By Oluwafemi Popoola
Veteran journalist and former presidential spokesperson, Laolu Akande, has spoken on how the World Bank and recently, the Africa Network For Environment and Economic Justice (ANEEJ), lauded the integrity of the National Social Register put in place by the former Buhari/Osinbajo administration.
Akande clarified that the composition of the National Social Register was done primarily by the states of the federation under the direct supervision of the governors, asserting that the process leading to the outcome of the register was not only comprehensively done, it was fair, credible and objective.
He said that the World Bank and other development partners monitored the processes that led to the creation of the deserving people’s register, dismissing the notion that many state governors were not carried along, clearing the air on the recent controversy raising integrity questions.
Akande, who was the spokesman to the former Vice President of Nigeria, Prof Yemi Osinbajo, SAN, made the clarification on Wednesday, July 26, 2023, while speaking during Channels Politics Today anchored by Seun Okinbaloye.
Recalled, on July 20, the National Economic Council (NEC), presided over by Vice President Kashim Shettima, resolved to dump the National Social Register compiled under the immediate past President Muhammadu Buhari, claiming it lacked credibility.

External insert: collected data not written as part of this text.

PR #534, opened 2018-05-29
Fix requirements

tvdijen:
When running bin/composer.phar install --no-dev:

PHP Fatal error:  Class 'Liip\FunctionalTestBundle\LiipFunctionalTestBundle' not found in /apps/components/engineblock/OpenConext-engineblock-5.7.0/app/AppKernel.php on line 37

It is actually a requirement

### DIFF
--- a/composer.json
+++ b/composer.json
@@ -29,6 +29,7 @@
         "ramsey/uuid": "^3.3.0",
         "sensio/generator-bundle": "^3.0",
         "guzzlehttp/guzzle": "^6.0",
+        "liip/functional-test-bundle": "^1.7",
         "openconext/monitor-bundle": "^1.0",
         "swiftmailer/swiftmailer": "^5.4",
         "symfony/swiftmailer-bundle": "^2.6",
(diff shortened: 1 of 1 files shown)


jorissteyn:
Hi Tim,

see `AppKernel.php`:

```
        if (in_array($this->getEnvironment(), array('dev', 'test'))) {
            $bundles[] = new Symfony\Bundle\DebugBundle\DebugBundle();
            $bundles[] = new Symfony\Bundle\WebProfilerBundle\WebProfilerBundle();
            $bundles[] = new Liip\FunctionalTestBundle\LiipFunctionalTestBundle();

            // own bundles
            $bundles[] = new OpenConext\EngineBlockFunctionalTestingBundle\OpenConextEngineBlockFunctionalTestingBundle();
        }
```

When running `composer install` without `--no-scripts`, the post-install scripts require a functioning EngineBlock. So if you use `--no-dev`, you must make sure you export `SYMFONY_ENV=prod`. For example, this should work:

    SYMFONY_ENV=prod composer install --no-dev

tvdijen:
Now that's why I shouldn't do upgrades at 1am :(
Thanks @jorissteyn !

PR #536, opened 2018-05-30
Remove autoloader bootstrap.php.cache

jorissteyn:
The file is automatically created by composer and should not be under
version control.


thijskh:
Add to `.gitignore` then?

jorissteyn:
I've now added the file to .gitignore.

PR #539, opened 2018-06-06
Fix error in PDP policy decision error page

jorissteyn:
PR #529 describes a bug in the policy-decision violation page.

EB5.7 streamlined all error pages: they now all show the 'feedback
info' table. But for PDP errors, the feedbackInfo session entry
contains an object holding the PDP failure - which cannot be cast to
string and should not be shown in the table.

This PR fixes the problem by not storing the PDP object into
'feedbackInfo', so the table can be safely rendered on the PDP error
page.

### DIFF
--- a/src/OpenConext/EngineBlockBridge/ErrorReporter.php
+++ b/src/OpenConext/EngineBlockBridge/ErrorReporter.php
@@ -75,10 +75,7 @@ class ErrorReporter
         if ($exception instanceof EngineBlock_Corto_Exception_ReceivedErrorStatusCode) {
             $feedback = array_merge($feedback, $exception->getFeedbackInfo());
         } elseif ($exception instanceof EngineBlock_Corto_Exception_PEPNoAccess) {
-            $feedback = array_merge(
-                $feedback,
-                ['error_authorization_policy_decision' => $exception->getPolicyDecision()]
-            );
+            $_SESSION['error_authorization_policy_decision'] = $exception->getPolicyDecision();
         }
 
         $_SESSION['feedbackInfo'] = array_merge(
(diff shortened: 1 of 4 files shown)


jorissteyn:
@tvdijen

tvdijen:
Tested it and it works like a charm!

thijskh:
So does this make the PEP error page look different? Previously it didn't have the table on it. I think that was on purpose (since it's not from a functional perspective an "error" in the sense that we need to be able to debug something - a decision was reached that you may not continue. More an information page, really?).

tvdijen:
I agree that this should probably not show a table-formatted error...
Either way, the previous behaviour was broken, so this is an improvement

MKodde:
I've updated the PR with the feedback of @thijskh, to test this: visit the PDP error page at: `https://engine.example.com/authentication/feedback/authorization-policy-violation`
And make sure you add some PDP response to your `error_authorization_policy_decision` session bag:

```
        $_SESSION['error_authorization_policy_decision'] = PolicyDecision::fromResponse(\OpenConext\EngineBlockBundle\Pdp\Dto\Response::fromData([
            'Response' => [
                [
                    'Status' => [
                        'StatusCode' => 500,
                        'StatusMessage' => 'Status message from the PDP',
                    ],
                    'PolicyIdentifier' => 'foobar',
                    'Decision' => 'go on',
                ]
            ],
        ]));
```

jorissteyn:
Almost there:

 * commit 1370d6a removed the message error description from the template (`git log -S error_authorization_policy_violation_desc`)
 * there was no back button pre 5.7

You can take a look at https://engine.surfconext.nl/authentication/feedback/authorization-policy-violation to spot the two differences.

MKodde:
Thanks @jorissteyn, fixed this in these two commits: ef8ef1b & 0f5c21d.

PR #541, opened 2018-06-15
Array of value types and array of values have different size

MKodde:
The Pivotal story describes the issue that is being fixed here in greater detail. In short, the attribute value type array needed to be updated to prevent the raising of an exception in the saml2 library.

The first commit adds behat tests that touch this problem. The second commit provides the bugfix for the issue.

The sec checker fails on the recent Symfony CVE's. I'm investigating the impact/benefits of a Symfony upgrade. And might open a new PR with the upgrade.

See: https://www.pivotaltracker.com/story/show/1581841791

### DIFF
--- a/library/EngineBlock/Arp/AttributeReleasePolicyEnforcer.php
+++ b/library/EngineBlock/Arp/AttributeReleasePolicyEnforcer.php
@@ -33,7 +33,9 @@ class EngineBlock_Arp_AttributeReleasePolicyEnforcer
                 continue;
             }
 
-            foreach ($attributeValues as $attributeValue) {
+            // The attributeIndex is kept to preserve the original keys in $newAttributes
+            // this to be able to remove the matching attribute value types
+            foreach ($attributeValues as $attributeIndex => $attributeValue) {
                 if (!$arp->isAllowed($attributeName, $attributeValue)) {
                     EngineBlock_ApplicationSingleton::getLog()->info(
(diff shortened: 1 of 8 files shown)


thijskh:
I think this solution is correct.

Am wonding though why testsuite is now failing.

Was also wondering, more as a sidenote, if you could not also solve it with array_intersect_key, e.g.
```php
function updateAttributeValueTypes(array $attributes, array $attributeValueTypes) {
    $newAttributeValueTypes = [];
    $attributeValueTypes = array_intersect_key($attributeValueTypes, $attributes);
    foreach($attributeValueTypes as $attributeIndex => $attributeValue) {
        $newAttributeValueTypes[$attributeIndex] = array_intersect_key($attributeValue, $attributes[$attributeIndex]);
    }
    return $newAttributeValueTypes;
}
```
but I guess that does not add much value over the method employed now.

MKodde:
Thanks for the review @thijskh. Feedback on your questions:

Regarding the failing build:
> The sec checker fails on the recent Symfony CVE's. I'm investigating the impact/benefits of a Symfony upgrade. And might open a new PR with the upgrade.

Upgrading Symfony in the current release did not seem to make much sense. The 5.7 release will, of course, have the latest security patches.

`array_intersect_key` could have been used. Thanks for noting this more elegant solution. Amended it to my commit.

PR #544, opened 2018-06-19
Implement a minimal variant of the consent screen

jorissteyn:
Manage before 2.0.18 sends a list of service provider entity IDs for
each identity provider indicating when not to ask for
consent. In newer versions of 2.0.18 manage sends configuration
objects for each service provider:

    "disable_consent_connections": [
    {
        "name": "https://serviceregistry.acc.surfconext.nl/simplesaml/module.php/saml/sp/metadata.php/default-sp",
        "type": "minimal_consent",
        "explanation:nl": "Explanation EN",
        "explanation:en": "Explanation NL"
    }

This commit changes the metadata storage backend to persist this
configuration and make it available to the ProviderConsent corto
module. A stripped version of the consent screen is shown when the
consent type is set to 'minimal_consent'. The differences between the
default and minimal consent screens are small, but important for legal
reasons.

See https://www.pivotaltracker.com/story/show/158145547


tests/unit/OpenConext/EngineBlock/Metadata/ConsentSettingsTest.php
```diff
@@ -0,0 +1,81 @@
...
+        $this->assertEquals(
+            [
+                'https://example.org/test1',
+                'https://example.org/test2',
+            ],
+            $settings->getSpEntityIdsWithoutConsent()
+        );
+    }
+
+    public function testReadsAllConsentTypeOptions()
```
MKodde: Hypothetical the type could also be `null`. I'm not sure manage would ever output this as a type, but the json schema allows for the consent setting to be null. See: https://github.com/OpenConext/OpenConext-manage/blob/43e33c58714becbbc898f26ecf1bf607afc8a104/manage-server/src/main/resources/metadata_configuration/saml20_idp.schema.json#L121

theme/material/templates/modules/Authentication/View/Proxy/consent.html.twig
```diff
@@ -116,13 +118,21 @@
...
+                           {% else %}
                            value="{{ 'consent_buttons_ok'|trans({'%arg1%': spName}) }}"
+                           {% endif %}
                     />
                 </form>
 
                 <!-- NO -->
                 <a id="decline-terms" class="reject c-button c-button-link" href="#" data-slidein="reject">
-                    {{ 'consent_buttons_nok'|trans }}
+                    {%  if minimalConsent %}
```
MKodde: Why not create a new template for minimal consent? This way you will not need to constantly check for the `{% if not minimalConsent %}`. Which would become even more cumbersome when a new consent type arrives (if ever).

src/OpenConext/EngineBlock/Metadata/Entity/IdentityProvider.php
```diff
@@ -64,11 +66,11 @@ class IdentityProvider extends AbstractRole
...
 
     /**
-     * @var string[]
+     * @var ConsentSettings
      *
-     * @ORM\Column(name="sps_entity_ids_without_consent", type="array")
+     * @ORM\Column(name="consent_settings", type="json_array")
      */
-    public $spsEntityIdsWithoutConsent = array();
+    public $consentSettings;
```
MKodde: Can't we make this a private field? And always be sure the getter is used, ensuring the application always uses a ConsentSettings object?

src/OpenConext/EngineBlock/Metadata/ConsentSettings.php
```diff
@@ -0,0 +1,95 @@
+<?php
+
+namespace OpenConext\EngineBlock\Metadata;
+
+/**
+ * Value object for IDP consent settings.
+ *
+ * @package OpenConext\EngineBlock\Metadata
+ */
+class ConsentSettings implements \JsonSerializable
```
MKodde: Nitpick, consider importing the JsonSerializable interface instead of yanking it from the \ namespace.

MKodde:
In the meantime, I've been able to get the right version of manage configured in my dev VM and I've been functional testing the changeset. No problems found so far.

tests/unit/OpenConext/EngineBlock/Metadata/ConsentSettingsTest.php
jorissteyn: I've added a new test case to assert we interpret null as default consent.

theme/material/templates/modules/Authentication/View/Proxy/consent.html.twig
jorissteyn: As discussed, abstracting the templates brings more complexity than hiding or changing two labels.

src/OpenConext/EngineBlock/Metadata/Entity/IdentityProvider.php
jorissteyn: Good idea, altough it's not in line with other similar properties (like logo). Fixed in new commit.

PR #546, opened 2018-06-20
Prevent all keypresses on the IDP list when modal is open

jorissteyn:
When the request access modal is open, keypresses in the input fields
should not interfer with the IDP list. Instead of only preventing
enter keypresses, prevent all keypresses from bubbling.

See https://www.pivotaltracker.com/story/show/155516160


theme/material/javascripts/modules/KeyboardListener.js
```diff
@@ -6,6 +6,12 @@ export class KeyboardListener {
     }
 
     handle(keyCode) {
+        if (this.requestAccessModalHelper.modalIsOpen()) {
+            // Don't interfer with the IDP selection list when
+            // the request-access modal dialog is open.
+            return;
+        }
+
         if (keyCode === ESCAPE) {
```
MKodde: This block becomes unreachable, should be in the `if (this.requestAccessModalHelper.modalIsOpen())` context.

Speaking to journalists after the council’s meeting, Chukwuma Soludo, governor of Anambra State, said NEC agreed that states should develop their own registers using formal and informal means.
ALSO READ: Stories behind Nigerians’ applause for Osinbajo, by Laolu Akande
But Akande, who was a regular attendee of NEC meetings, while speaking further on the matter said, “I think there are two important issues here and the first is that the National Social Register as a matter of fact is not the property of the Federal Government. If you look at the way it was developed, it is actually the state governors that were most instrumental in developing those registers in their states.”
Continuing, he said, “So what you have at the national level is the Federal Government now putting it together from all the states.”
“The second point is that if you look at what has happened between 2015 and now (2023), it is unlikely that you would find a state government that is not using those registers as we speak for their own local programmes. As we speak, virtually every state government is using the database that they have created for different programmes that are not even those from the Federal Government.
“So it’s possible indeed that the new set of governors and the ones that are not new, maybe there is some kind of a blind side I’ve not been able to figure out and there are also people that have argued that it is possible that the governors really want to have more control of the resources that is going to be coming from the Federal Government.
“It may be an issue of the governors wanting to have more control about where the money goes to and not necessarily a problem with the register and I guess you know I don’t know this for a fact, but it seems and the theory has been tabled that it is probably a situation of calling the dog a bad name just so you hang it.”
Speaking on how the beneficiaries were drawn from all the 36 states of the federation, Akande said, “The composition of the list is fairly and actually very comprehensively objective process where enumerator will go to communities and each community determines and defines what it is that they consider to be poverty and then draw up the list from the community to the local government to the state where the register is drawn.”
“And then it goes back to the Federal government and in time of disbursement, what happens and what people have seen is that the money goes directly from the covers of the Federal Government to the bank accounts of the beneficiaries.
“So, you don’t have the opportunities where there can be some kind of third party interference, I think it is a process that even the World Bank has come out to explain the credibility of this thing that we were part of it as a matter of fact, Africa Network For Environment and Economic Justice (ANEEJ), issued a statement over the weekend about it.
“There it said, look it is on the basis of this register that Nigeria was able to take back about 500 hundred million of the Abacha loot because the Swiss Court had insisted that, look, we are returning this money and we want to be sure that it goes back to the Nigerian people. It is the social register that enabled that to happen,” Akande concluded.